Edelman’s ‘Just for Us’ is actually for everybody

By Rich Fahey
BOSTON – A solo show is a bit like performing naked. There’s nowhere to run, nowhere to hide, no one else to blame if things go off the rails.
Naked or clothed, writer/comic Alex Edelman is unafraid. Here I am, world, he says: Take me or leave me. The good news is they are buying what he is selling.
His Orthodox Jewish upbringing, his family, and a spur-of-the-moment visit to a hostile environment are at the center of his work “Just for Us,” now at the Calderwood Pavilion of the Boston Center for the Arts through April 23. Another show at the Emerson Colonial Theatre has also been added on Saturday, May 20.
Edelman is a superb storyteller, with a sense of timing and pace and the ability to summon a wide range of characters at a moment’s notice. He’s also in constant motion throughout, and that movement helps keep the audience fully engaged during the 80-minute piece performed at a breakneck pace.
As in a sprint race, in a solo show the start is everything.

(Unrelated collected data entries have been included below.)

Issue #1164, opened 2022-02-15
Cancelling translation process not possible


timoludwig:
### Describe the Bug

When a page is currently in translation, its not possible to cancel this process anymore.

### Steps to Reproduce

1. Go to page tree
2. Export page as xliff
3. Open page form that is in translation
4. Click on "Abort translation process"

### Expected Behavior

The process should be aborted and the UI should be updated

### Actual Behavior

Nothing happens and the ajax view returns a 500 error code

### Additional Information

<details>
  <summary>Traceback</summary>
  
  ```
Feb 15 01:15:50 ERROR   django.request - Internal Server Error: /ajax/nuernberg/post_translation_state
Traceback (most recent call last):
  File "/opt/integreat-cms/.venv/lib/python3.8/site-packages/django/core/handlers/exception.py", line 47, in inner
    response = get_response(request)
  File "/opt/integreat-cms/.venv/lib/python3.8/site-packages/django/core/handlers/base.py", line 181, in _get_response
    response = wrapped_callback(request, *callback_args, **callback_kwargs)
  File "/opt/integreat-cms/.venv/lib/python3.8/site-packages/django/views/decorators/http.py", line 40, in inner
    return func(request, *args, **kwargs)
  File "/opt/integreat-cms/.venv/lib/python3.8/site-packages/django/contrib/auth/decorators.py", line 21, in _wrapped_view
    return view_func(request, *args, **kwargs)
  File "/opt/integreat-cms/.venv/lib/python3.8/site-packages/integreat_cms/cms/decorators.py", line 112, in wrap
    return function(request, *args, **kwargs)
  File "/opt/integreat-cms/.venv/lib/python3.8/site-packages/django/contrib/auth/decorators.py", line 21, in _wrapped_view
    return view_func(request, *args, **kwargs)
  File "/opt/integreat-cms/.venv/lib/python3.8/site-packages/integreat_cms/cms/views/pages/page_actions.py", line 395, in post_translation_state_ajax
    page_translation = page.get_translation(target_language.slug)
AttributeError: 'str' object has no attribute 'slug'
  ```
  
</details>

PR #1186, opened 2022-02-16
Fix possibility to cancel translation process

timoludwig:
### Short description

Fix possibility to cancel translation process

### Proposed changes

- Fix possibility to cancel translation process
- Set default django settings in dev tools for non-docker users

### Resolved issues

Fixes: #1164


svenseeberg:
Do we need a bulk action to cancel many translations at once?

timoludwig:
> Do we need a bulk action to cancel many translations at once?

I think if so, we should open another feature request for this. Currently, we only have the (broken) possibility to cancel the translation via the form...

svenseeberg:
Okay, the rest works in my tests. Except for uploading XLIFF files. But that is another issue,

Issue #1185, opened 2022-02-16
Feedback returns 405 Method Not Allowed


svenseeberg:
### Describe the Bug
When sending feedback, for example about a page or search result, the API returns a `405 Method Not Allowed`

### Steps to Reproduce

1. Go to https://webnext.malte-app.de
2. Open the JS console and enter `window.localStorage.setItem('api-url', 'https://malte-test.tuerantuer.org');`
3. Send feedback
4. Look into the network developer tool or log file

### Expected Behavior
The API should say 200 OK and save the feedback.

### Actual Behavior
```
Feb 16 16:53:47 WARNING django.request - Method Not Allowed: /baddoberan/de/wp-json/extensions/v3/feedback/search/
```

PR #1187, opened 2022-02-16
Fix feedback API endpoints

timoludwig:
### Short description

Fix feedback API endpoints

### Proposed changes

- Add tests for feedback API (unfortunately, they just test the canonical URL at the moment, so they would not have caught this bug - but better than nothing)
- Fix feedback API endpoints
    - Enable both views - with trailing slash and without

### Resolved issues

Fixes: #1185


svenseeberg (approved):
Tested: works! Thanks a lot.

Issue #1190, opened 2022-02-17
Add possibility to enter custom prefix


timoludwig:
### Motivation

In some cases, the predefined choices for the administrative divisions are not sufficient.

### Proposed Solution

Add the possibility to enter custom prefixes, e.g. with an additional database field

### Alternatives

Add the possibility to override the available choices for the administrative division. This however has the problem that the GVZ API won't work anymore for these custom choices, which means we would have to implement special case handling for these.

PR #1191, opened 2022-02-18
Add possibility to set custom region prefix

timoludwig:
### Short description

Add possibility to set custom region prefix

### Proposed changes

- Add field 'custom_prefix' to region model
- Add field to region form and add custom validation to make sure it is not used when the prefix is identical to an administrative division
- Add custom prefix to test data

### Resolved issues

Fixes: #1190


integreat_cms/cms/forms/regions/region_form.py
```diff
@@ -139,6 +141,40 @@ def clean(self):
...
+        # Validate custom prefix
+        if cleaned_data.get("custom_prefix"):
+            # Get the administrative divisions as conflicting options
+            administrative_divisions = [
+                label
+                for choice, label in self.fields["administrative_division"].choices
+            ]
+            if self.instance.default_language:
+                # If region already has a default language, translate the labels
+                with override(self.instance.default_language.slug):
```
svenseeberg, line 153: We could say that we check if the string is in any existing translation of prefixes. But that is probably not a case that will happen that often.

svenseeberg (approved):
Works as expected. I see no problems in the PR.

integreat_cms/cms/forms/regions/region_form.py
timoludwig: @svenseeberg I changed the validation method to check for all existing translation. Can you test again? Thanks!

svenseeberg: Works as expected. Thanks again :-)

So Edelman gets off to a flying start with a story about Koko, the gorilla who learned sign language, and the animal’s appreciation for the late comic Robin Williams. And Edelman’s hilarious appreciation of Williams’ talent.

In the hands of a lesser talent, “Just For Us” might never have evolved from a long-form “So a Jew walks into a meeting of white supremacists…”
But here his deliberate choice to make that visit to an apartment in the New York City borough of Queens on a winter Tuesday in 2017 is the clothes hanger upon which Edelman hangs a series of riffs, each funnier than the last.
That includes compiling a database of anti-Semitic tweets and other toxic social media messages and then dealing with the senders of the messages in a most clever and effective way.
He returns again and again to a cast of characters among the 17 people who gathered at that apartment in Queens, including Chelsea, a young woman with a come hither vibe, and the “Jigsaw Lady,” hard at work on a 12,000-piece puzzle and someone who figures prominently in Edelman’s last joke.
At a recent press performance, the fact that Edelman was performing before many family and friends just a few miles from his former Brookline home undoubtedly added to his confidence – an area where he is hardly lacking – but he could have been performing before an audience of white supremacists and done just as well.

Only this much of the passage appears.